Auch nach knapp 50 Jahren erinnert sich Fred Schulze aus Berlin-Friedrichshagen noch gut an den 13. November 1972. Um 16 Uhr war er gerade auf dem Weg von der Arbeit nach Hause. Heftige Böen rissen ihm fast die Aktentasche aus den Händen, erzählt er. Seine Wohnung lag direkt neben der evangelischen Christophoruskirche. Deren Kirchturm – durchlöchert. "Ich konnte durch den Turm hindurchsehen. Teile des Mauerwerks waren weggebrochen, das Kupferdach hatte sich nach oben weggekrempelt", so Schulze.
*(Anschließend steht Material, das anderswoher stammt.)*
PR #885, opened 2026-04-22
fix(multigateway): rollback implicit transaction before returning isolation level error

rachit77:
## Problem

When a batch like `SELECT 1; BEGIN ISOLATION LEVEL SERIALIZABLE` arrives, Multigres injects a silent `BEGIN` to wrap the batch in an implicit transaction. When the user's `BEGIN ISOLATION LEVEL SERIALIZABLE` is then rejected (SQLSTATE 25001 isolation level must be set before any query), the implicit transaction was never rolled back. The PostgreSQL connection returned to the pool with an open transaction, risking dirty state for the next client that received it.

Root cause: `isImplicitTx` was set to `false` at the top of the `BEGIN` handler then immediately checked so the rollback branch was dead code.

## Fix

Save the flag before clearing it (`wasImplicitTx := isImplicitTx`) and use the saved value for the rollback check. No rollback is issued for explicit transactions (client-owned) only for implicit ones (Multigres-owned).

## Tests

- `BeginWithIsolationAfterQuery_RollsBackImplicitTx` verifies ROLLBACK is sent before the error is returned for an implicit transaction
- `BeginWithIsolationInExplicitTx_DoesNotRollback` verifies Multigres does not touch a client-owned explicit transaction

### DIFF
--- a/go/services/multigateway/handler/transaction_helpers.go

Was er beim Anblick des Kirchturms nicht ahnte: Das Giebelstück, das durch den Orkan vom Kirchturm entrissen worden war, hatte eine 64-jährige Frau unter sich begraben. "Man hatte ihr noch zugerufen, 'Seien Sie vorsichtig, es könnten Steine fallen'", erzählt Schulze. Diese habe aber nur gerufen: "Unkraut vergeht nicht" – ihre wohl letzten Worte. Ein Unglück, das sich noch tragischer entwickelte: Ihr Sohn, der Mitglied bei der Freiwilligen Feuerwehr Friedrichshagen war, musste sie später aus den Trümmern bergen.
Die Bilanz: 73 Tote in ganz Europa
In der DDR kamen bei dem Jahrhundertsturm insgesamt 16 Menschen ums Leben, 150 wurden verletzt, zum Teil schwer. In Norddeutschland, dort wo der Orkan noch stürmischer wütete, starben 21 Menschen. In ganz Europa gab es nach dem Orkan Quimburga 73 Todesopfer zu beklagen. Denn am Vorabend ahnte noch niemand, dass aus dem kleinen Tief "Quimburga", das im Atlantik entstanden war, ein derartig kraftvoller Orkan werden sollte.
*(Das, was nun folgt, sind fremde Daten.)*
PR #888, opened 2026-04-23
refactor(consensus): remove and consolidate StatusResponse fields

dweitzman:
StatusResponse previously carried several redundant or overlapping fields (current_term, wal_position, role, is_healthy, is_eligible, pooler_id, cell, timeline_info). These are removed in favour of the existing nested types:

- LSN and current rule now live in ConsensusStatus.current_position
- Term revocation in ConsensusStatus.term_revocation
- Node identity in a new top-level id field, always set even when postgres is unavailable and ConsensusStatus cannot be built

On the consumer side:
- IsPrimary() helper added to go/common/consensus for checking whether a node holds the primary role according to the current agreed rule
- Test checks for postgres role are replaced with direct pg_is_in_recovery() queries, since consensus tracks agreed state across nodes, not per-node liveness signals
- createMockNode() in leader_appointment_test.go now accepts an explicit ShardRule so the incumbent primary is unambiguous in each test scenario


proto/consensusdata.proto
```diff
@@ -127,29 +120,9 @@ message StatusRequest {
 }
 
 message StatusResponse {
```
dweitzman, line 122: These deletions are the meat of the PR, and most other things are just consequences of that

proto/clustermetadata.proto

Unwetterwarnung kam viel zu spät
Eigentlich hatte die Tagesschau am 12. November 1972 am Tag zuvor nur einen gewöhnlichen Herbststurm. Erst am nächsten Morgen sahen die Meteorologen, was da tatsächlich auf Nord- und Ostdeutschland zukam. Um 7:10 Uhr veröffentlichte das Wetteramt Bremen die erste Unwetterwarnung. Zur damaligen Zeit steckte die Meteorologie noch in den Kinderschuhen. Einerseits wurden die Wetterprognosen noch nicht mithilfe von Wettersatelliten erstellt. Andererseits konnten Wetterinformationen noch nicht schnell genug international ausgetauscht werden. Eine rechtzeitige Vorhersage des Orkans war daher nicht möglich.
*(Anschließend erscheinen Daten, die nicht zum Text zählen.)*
PR #890, opened 2026-04-23
fix(multipooler): retry on stale-socket connection errors during reserved-conn acquisition

GuptaManan100:
## Summary

- Adds a pool-layer retry primitive for reserved-connection acquisition so silent stale-socket failures (idle-timed-out PG connections) no longer surface to callers
- Closes the same gap on the regular pool path (`GetWithSettings` retry when `ApplySettings` hits a dead socket)
- Wires the new `WithValidate` hook into all three executor `NewReservedConn` call sites — `reserveAndStreamExecute`, `portalExecuteWithReserved`, and `CopyInitiate`
- Fixes a latent pgprotocol bug where `InitiateCopyFromStdin` left the conn in a dirty state on `ErrorResponse` (didn't drain the trailing RFQ)

## Problem

The reserved connection pool can hand out a regular pooled conn that PostgreSQL silently closed (idle session timeout). The first user-issued write on that socket — a `Parse`, `BEGIN`, or `InitiateCopyFromStdin` — fails with `EPIPE` / `EOF` / `FATAL 57P0x`. The non-reserved query path already recovers via `retryOnConnectionError` (in-place reconnect), but the reserved acquisition path had no equivalent. A flaky integration test (`TestWrappedPreparedStatementExecution/multigateway/create_temp_table_as_execute`) hit this against `ensurePreparedWithName` in `executor.reserveAndStreamExecute`.

A second, narrower variant of the same bug existed at `connpool.GetWithSettings`: when applying SETs failed with a connection error, the connpool closed the conn but did not retry, so callers saw the failure even though a fresh socket would have succeeded.

## Solution

Three layered fixes that share constants and retry semantics:

1. **`reserved.Pool.NewConn` accepts `ReservedConnOption`s, including `WithValidate`.** The validate callback runs on the underlying `*regular.Conn` before the reserved conn is registered. Connection-class errors taint the pooled conn (closing the socket immediately) and trigger a retry on a fresh one, up to `constants.MaxConnPoolRetryAttempts` total with `constants.ConnPoolRetryBackoff` between them. Plumbed through `Manager.NewReservedConn` and `UserPool.NewReservedConn` as a variadic option, so existing call sites are unchanged.

2. **`regular.Pool.GetWithSettings` retries on its own when settings are non-empty.** Same retry regime, same shared constants. Every existing `GetRegularConnWithSettings` caller benefits transparently — no API change.

3. **Executor wires `WithValidate` at all three new-reserved-conn call sites.** The first write (Parse / BEGIN+InitiateCopy / ensurePrepared) moves into the validate hook so the pool can retry it transparently. Existing-reserved-conn paths (`GetReservedConn`) are not exposed because those conns are actively held and never sit idle.

A side fix in `pgprotocol/client.Conn.InitiateCopyFromStdin`: on `MsgErrorResponse` we now drain to `ReadyForQuery` (via the existing `waitForReadyForQuery` helper) instead of returning early. The previous behavior left an unconsumed RFQ in the read buffer, which corrupted the next user of that socket. The original COPY-init call site masked this by always tainting on error; with the validate hook now recycling on non-connection errors, the protocol-level bug had to be fixed at the source.

Shared constants live in a new `go/common/constants/connpool.go` so the regular and reserved pools can't drift out of lockstep.

Docs (`connection_pooling.md`, `prepared_statements_design.md`) updated to describe the new retry primitive and the now-stale interface signature.

### DIFF
--- a/go/services/multipooler/pools/reserved/reserved_pool.go
+++ b/go/services/multipooler/pools/reserved/reserved_pool.go
@@ -204,49 +204,53 @@ func (p *Pool) NewConn(ctx context.Context, settings *connstate.Settings, opts .
 }
 
 // acquireValidated borrows a regular connection from the underlying pool
-// and, if validate is non-nil, runs it against the connection. Any
-// connection-classified error encountered along the way — whether from
-// GetWithSettings (stale socket exposed while applying SETs) or from
-// validate (stale socket exposed by the first user-issued write) —
-// triggers a retry on a fresh socket, up to constants.MaxConnPoolRetryAttempts. The
-// connpool itself only self-heals across ResetAllSettings failures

So traf Quimburga die Menschen auch in der DDR mitten im Alltag - beim Einkaufen, bei der Arbeit, auf den Straßen. Während wir uns heute jederzeit und überall mit Wetterapps informieren, konnte damals nur in den Medien gewarnt werden. Auf den Straßen riefen Feuerwehr und Polizei zur Vorsicht vor dem gefährlichen Sturm auf. Zeitzeugen berichten, dass viele Menschen fast stoisch ihren Beschäftigungen nachgingen, obwohl der Sturm schon tobte.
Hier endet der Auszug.